A GIS was used to create seasonal home ranges and core areas, to calculate overlap of these ranges, and to estimate exhibit preferences for a large, all male group of Nile crocodiles. Both metrics of overlap, UDOI and degree, significantly decreased between HR-HR overlap, HR-CA overlap, and CA-CA overlap. Space use overlap was lower during the cold season compared to the warm season. These results indicate the crocodiles established territories, and the intensity of this behavior was influenced by season.

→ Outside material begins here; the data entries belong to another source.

PR #1482, opened 2022-02-08
Handle errors from parallel mode

gdlcf88:
It seems that errors in the parallel mode cannot be caught:
https://github.com/dapr/components-contrib/blob/v1.6.0/pubsub/rabbitmq/rabbitmq.go#L423

Based on https://github.com/dapr/components-contrib/pull/576


daixiang0:
Please update tests to cover this case.

gdlcf88:
Hi @daixiang0, I have updated the tests. https://github.com/dapr/components-contrib/pull/1482/commits/8cb1052e6b19d2e6aab5ee5b22ca9976fae743b9

Taction:
@gdlcf88 Please fix linter issues.(You can run `gofumpt -e -d pubsub/rabbitmq/rabbitmq_test.go` to see details)

yaron2:
This is very useful PR @gdlcf88. Thanks!

@daixiang0 can you please review this?

yaron2:
ping @daixiang0

pubsub/rabbitmq/rabbitmq.go
```diff
@@ -100,6 +100,27 @@ type rabbitMQConnectionBroker interface {
...
 
+type ErrorCollection struct {
+	errors []error
+	mux    sync.Mutex
+}
+
+func (c *ErrorCollection) Append(e error, stopCh chan struct{}) {
+	c.mux.Lock()
+	if len(c.errors) == 0 {
+		stopCh <- struct{}{}
```
Taction, line 111: Reading from a closed channel is safe and unblocked, so `stopCh <- struct{}{}` can be safely deleted.

Taction:
@gdlcf88 Thanks for your contribution! LGTM overall, just a nit change.

gdlcf88:
@Taction - Thanks for reviewing. 😊

pubsub/rabbitmq/rabbitmq.go
```diff
@@ -409,32 +432,49 @@ func (r *rabbitMQ) subscribeForever(req pubsub.SubscribeRequest, queueName strin
...
+				return ec.GetErrors()
+			case d := <-msgs:
+				wg.Add(1)
+				go func(channel rabbitMQChannelBroker, d amqp.Delivery, topic string, handler pubsub.Handler) {
+					if e := r.handleMessage(channel, d, topic, handler); e != nil && mustReconnect(channel, []error{e}) {
+						ec.Append(e, stopCh)
+					}
+					wg.Done()
+				}(channel, d, topic, handler)
+			}
```
Taction, line 477: Also, I'd more like make `stopCh` as a field of `ErrorCollection` to make the code cleaner. And the param of `Append` can be an error only.

```
case pubsub.Parallel:
		ec := ErrorCollection{errNotify: make(chan struct{})}
		var wg sync.WaitGroup
		for {
			select {
			case <-ec.errNotify:
				wg.Wait()
				return ec.GetErrors()
			case d := <-msgs:
				wg.Add(1)
				go func(channel rabbitMQChannelBroker, d amqp.Delivery, topic string, handler pubsub.Handler) {
					if e := r.handleMessage(channel, d, topic, handler); e != nil && mustReconnect(channel, []error{e}) {
						ec.Append(e)
					}
					wg.Done()
				}(channel, d, topic, handler)
			}
		}
	}
```
And for ErrorCollection definition:
```
type ErrorCollection struct {
	errors    []error
	mux       sync.Mutex
	errNotify chan struct{}
}

func (c *ErrorCollection) Append(e error) {
	c.mux.Lock()
	if len(c.errors) == 0 {
		close(c.errNotify)
	}
	c.errors = append(c.errors, e)
	c.mux.Unlock()
}
```

gdlcf88: @Taction - Done. And I am trying to make the ErrorCollection shared since we may use it in other packages. But I am not sure whether the sharing way is a good practice in the Golang. https://github.com/gdlcf88/components-contrib/commit/2a64a565beae7d90b58e3af045505e7cc857f33b

Taction: This is a good idea, but since this is a small change and there have no other packages using it for now, I would rather refactor the code when anywhere else uses it.

Taction:
The pubsub.rabbitmq certification test is failed all the time, can you please look into this?

pubsub/rabbitmq/rabbitmq.go
```diff
@@ -101,14 +101,22 @@ type rabbitMQConnectionBroker interface {
...
+	ErrNotify chan struct{}
 }
 
-func (c *ErrorCollection) Append(e error, stopCh chan struct{}) {
+func NewErrorCollection() ErrorCollection {
+	return ErrorCollection{
+		errors:    []error{},
+		ErrNotify: make(chan struct{}),
+	}
+}
```
Taction, line 114: You should return a `*ErrorCollection` here since your struct has a `sync.Mutex` field.

```
func NewErrorCollection() *ErrorCollection {
	return &ErrorCollection{
		errors:    []error{},
		ErrNotify: make(chan struct{}),
	}
}
```

gdlcf88:
> The pubsub.rabbitmq certification test is failed all the time, can you please look into this?

Log
```
2022-05-21T07:06:26.6486731Z [36;1m  echo "::error:: No certification test file was found for component pubsub.rabbitmq"[0m
```

certification.yml
```yaml
        # Fail the step if we found no test to run
        if grep -q "\[no test files\]" ${{ env.TEST_OUTPUT_FILE_PREFIX }}_certification.json ; then
          echo "::error:: No certification test file was found for component ${{ matrix.component }}"
          exit -1
        fi
```

@Taction - Sorry, I am not sure what's wrong with this PR. Could you please help?

yaron2:
@gdlcf88 please resolve conflicts.

PR #1483, opened 2022-02-08
Fix: unsubscribe by id

LaurenceLiZhixin:
Signed-off-by: LaurenceLiZhixin <382673304@qq.com>

# Description

I changed the unsubscribe logic from key level to subscription level, using unique subscribe-id to locate old subscripition.

Please reference the issue this PR will close: #3906

## Checklist

* [x] Code compiles correctly
* [x] Created/updated tests


configuration/redis/redis.go
```diff
@@ -258,17 +259,14 @@ func (r *ConfigurationStore) Get(ctx context.Context, req *configuration.GetRequ
 	}, nil
 }
 
-func (r *ConfigurationStore) Subscribe(ctx context.Context, req *configuration.SubscribeRequest, handler configuration.UpdateHandler) error {
+func (r *ConfigurationStore) Subscribe(ctx context.Context, req *configuration.SubscribeRequest, handler configuration.UpdateHandler) (string, error) {
+	subscribeID, _ := uuid.GenerateUUID()
```
daixiang0, line 263: Could we ignore it safely?

go.mod
```diff
@@ -161,7 +161,10 @@ require (
 	github.com/sijms/go-ora/v2 v2.2.22
 )
 
-require github.com/nats-io/nkeys v0.3.0
+require (
+	github.com/hashicorp/go-uuid v1.0.1
```
daixiang0, line 165: Could we use `github.com/google/uuid` to reduce deps?

yaron2:
ping @LaurenceLiZhixin

go.mod
LaurenceLiZhixin: fine

yaron2:
@daixiang0 please re-review.

configuration/requests.go
```diff
@@ -33,12 +33,13 @@ type SubscribeRequest struct {
 	Metadata map[string]string `json:"metadata"`
 }
 
-// UnSubscribeRequest is the object describing a request to unsubscribe configuration.
-type UnSubscribeRequest struct {
-	Keys []string `json:"keys"`
```
daixiang0, line 38: Does it means we can not use one API to unsubscribe many config?

LaurenceLiZhixin: One unsubscribe call is only for stopping only on subscription created before. The previous subscription may contains many keys, which means that we can unsubscribe many config once. @daixiang0

daixiang0: So it is a breaking change for this API?

LaurenceLiZhixin: Yes, redis is the first impl of this API. @LaurenceLiZhixin

daixiang0 (approved):

Issue #1211, opened 2021-10-20
Add Query StateStore API implementation for Redis StateStore


dmitsh:
## Describe the feature
Per https://github.com/dapr/dapr/issues/3662, we have added Query StateStore API and implemented it for ModgoDB and CosmosDB (https://github.com/dapr/components-contrib/pull/1153)

We need to implement this API for Redis StateStore

## Release Note

RELEASE NOTE:

yaron2:
Reopened.

yaron2:
@dmitsh are you planning to work on this for 1.6?

dmitsh:
> @dmitsh are you planning to work on this for 1.6?

wasn't planning. @manojrupireddy, are you still interested in pursuing this task?

dmitsh:
Natively, Redis only offers primary key access. However, with the help of two modules, it is possible to store and query JSON documents:

- RedisJSON allows to store and manipulate values as JSON objects (https://oss.redis.com/redisjson/)
- RediSearch enables secondary indexing and searching capability (https://oss.redis.com/redisearch/).

The current Redis component implementation does not require any additional modules, and stores the values as raw data.

The use of the aforementioned modules allows querying the state, but it comes with a price:
1. RediSearch requires setting the JSON object schema prior to querying
2. RedisJSON stores data in a special fashion.

This will be incompatible with the current implementation. One way to address this issue is to develop an alternative Redis component that supports JSON structures. The new component will require presence of RedisJSON and RediSearch, and will allow setting the object schemas.

To make the new Redis component to support other formats, we would need to introduce optional content type to the State Store API. If the content type equals to `application/json`, the component will store the value as JSON object. Otherwise the value will be stored as raw data.

In the future, the component could support additional formats.

This is a very high-level description of the proposed design.
Please comment if you have any comments and suggestions.
After gathering the feedback, I'm intended to propose more detailed design.

artursouza:
This starts to feel like a different implementation of the redis state store component.

dmitsh:
> This starts to feel like a different implementation of the redis state store component.

it can be the same component, but there should be an agreement that if JSON content type is declared, the underlying Redis service should include RedisJSON and RediSearch modules.

pkedy:
[...]

PR #1488, opened 2022-02-08
redis statestore: implement state query API

dmitsh:
# Description

implement state query API for Redis statestore

## Issue reference

Please reference the issue this PR will close: #1211

## Checklist

* [ ] Code compiles correctly
* [ ] Created/updated tests
* [ ] Extended the documentation / Created issue in the https://github.com/dapr/docs/ repo: dapr/docs#2187

### DIFF
--- a/state/redis/redis.go
+++ b/state/redis/redis.go
@@ -15,7 +15,6 @@ package redis
 
 import (
 	"context"
-	"errors"
 	"fmt"
 	"strconv"
 	"strings"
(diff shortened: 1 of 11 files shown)


state/redis/redis.go
```diff
@@ -25,20 +24,69 @@ import (
...
+	  return error("failed to delete " .. KEYS[1])
+	end`
+	setJSONQuery = `
+	local etag = redis.pcall("JSON.GET", KEYS[1], ".version");
+	if type(etag) == "table" then
+	  redis.call("JSON.DEL", KEYS[1]);
+	end;
+	if not etag or type(etag)=="table" or etag == "" then
+	  etag = ARGV[1];
+	end;
```
mukundansundar, line 66: why is there any addition of these lines? Based on comparing this to the `setDefaultQuery`, both perform the same logic but slightly different conditions are there. Why is the `etag` being overwritten here?

state/redis/redis.go
```diff
@@ -25,20 +24,69 @@ import (
...
+	local fwr = redis.pcall("JSON.GET", KEYS[1], ".first-write");
+	if etag == ARGV[1] or ((not fwr or type(fwr) == "table") and ARGV[1] == "0") then
```
mukundansundar, line 68: Why is there a check of `type(fwr) == "table"` here but not in line 43 in the `setDefaultQuery`?

state/redis/redis.go
```diff
@@ -25,20 +24,69 @@ import (
...
+	  redis.call("JSON.SET", KEYS[1], "$", ARGV[2]);
```
mukundansundar, line 69: Why is the 3rd param `$` instead of `data`?

state/redis/redis.go
```diff
@@ -25,20 +24,69 @@ import (
...
+	  if ARGV[3] == "0" then
+	    redis.call("JSON.SET", KEYS[1], ".first-write", 0);
+	  end;
+	  return redis.call("JSON.SET", KEYS[1], ".version", (etag+1))
```
mukundansundar, line 73: Apparently we always start with version 1 in the setDefaultQuery, but here it is `ARGV[1] + 1`? Why is it different that way?

dmitsh: same as before,  json module does not support `HINCRBY`, so we need to mimic it.

state/redis/redis.go
dmitsh: because json module does not support `HINCRBY`, so we need to mimic it.

state/redis/redis.go
dmitsh: that's how json module works. `$` writes down the whole object. We cannot update a field without having an object.

tests/conformance/state/state.go
```diff
@@ -223,10 +229,14 @@ func ConformanceTests(t *testing.T, props map[string]string, statestore state.St
 			for _, scenario := range scenarios {
 				if !scenario.bulkOnly && !scenario.transactionOnly {
 					t.Logf("Setting value for %s", scenario.key)
-					err := statestore.Set(&state.SetRequest{
+					req := &state.SetRequest{
 						Key:   scenario.key,
 						Value: scenario.value,
-					})
+					}
+					if config.ComponentName == componentRedis && len(scenario.contentType) != 0 {
```
artursouza, line 236: Please, keep the if clause but remove the condition on component name. Since contentType is optional, it will just be ignored by other state stores. The goal is to keep the conformance tests as independent as possible to component specifics. In this case, passing an optional param on all is OK.

artursouza: We might need to ave certification tests for Redis now so we don't pollute more of the conf tests with component specific scenarios.

state/redis/redis.go
```diff
@@ -241,6 +311,53 @@ func (r *StateStore) Get(req *state.GetRequest) (*state.GetResponse, error) {
 	}, nil
 }
 
+func (r *StateStore) getJSON(req *state.GetRequest) (*state.GetResponse, error) {
+	res, err := r.client.Do(r.ctx, "JSON.GET", req.Key).Result()
+	if err != nil {
+		return nil, err
+	}
+
+	str, ok := res.(string)
```
mukundansundar, line 320: similar to line 295 should there be a nil check for `res`? 
I see that it is being typecasted to string, and that should return an empty string for nil values, but the return value from this function is different than what it is from the getDefault function ...

tests/conformance/state/state.go
dmitsh: I will create an issue to update certification tests

artursouza (approved):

In-situ studies have shown Nile crocodile spatial distribution varies by season [39,44]. Here, home range size was significantly larger in the warm season compared to the cold season, suggesting this ex-situ group similarly changes their space use patterns seasonally. The home range sizes of adult male Nile crocodiles estimated in-situ are magnitudes larger than the space available to the Nile crocodiles studied here [39,73], so it is notable that this behavioral pattern is adaptable in an ex-situ environment. The size of core areas, however, did not differ by season. As core areas are more restricted in space than home ranges, the crocodiles may not choose, or be able, to constrict core areas further. It is also possible that the crocodiles utilize a relatively consistent core area year-round but choose to maintain closer proximity to those core areas as opposed to moving more freely around the exhibit during the cold season. Body size did not predict home range or core area size. Given that all crocodiles in the study group are adult males of similar age, there may not be enough variation in weight to detect an influence of body size on the size of home ranges or core areas.

The patterns of space use overlap observed here are consistent with the patterns expected for territorial animals [28]. When comparing overlap between the three space use levels, home range overlap was highest and core area overlap was lowest, suggesting spatial avoidance among the crocodiles within their core areas. This finding has important implications for how Nile crocodiles are managed in human care. Territorial animals must be carefully managed, as there is a risk of increased agonism that arises with the drive to maintain territories. Decisions around group structure, such as introductions of new individuals, especially females, and changes in group size, may disrupt any stability of territories and lead to increased agonism as new territories are established. For example, in an effort to mitigate agonism in this group, individuals with low levels of core area overlap, which indicated high levels of territoriality, were separated from the group following this study. Territoriality should be accounted for when shifting (moving animals between on and off exhibit spaces) or changing feeding locations as well, as agonism may increase when animals move through the core areas of conspecifics or may be required to reestablish areas upon return. Another important factor to consider is the availability of key resources, such as food and basking sites, which should be widely distributed and allow sufficient space for individuals to spatially partition while meeting their daily needs. The abundance of resources necessary is dependent on group size, and the larger the group, the more widely dispersed resources should be. Another agonism mitigation strategy implemented in this group following this study included an exhibit renovation that increased the availability of shallow water and preferred beach space. Though it may be difficult to predict how a group of territorial animals will react to changes in their environment, careful attention should be given to the management of Nile crocodiles and the group should be closely monitored following any changes. When agonism does occur, these factors may be useful to consider when planning mitigation strategies.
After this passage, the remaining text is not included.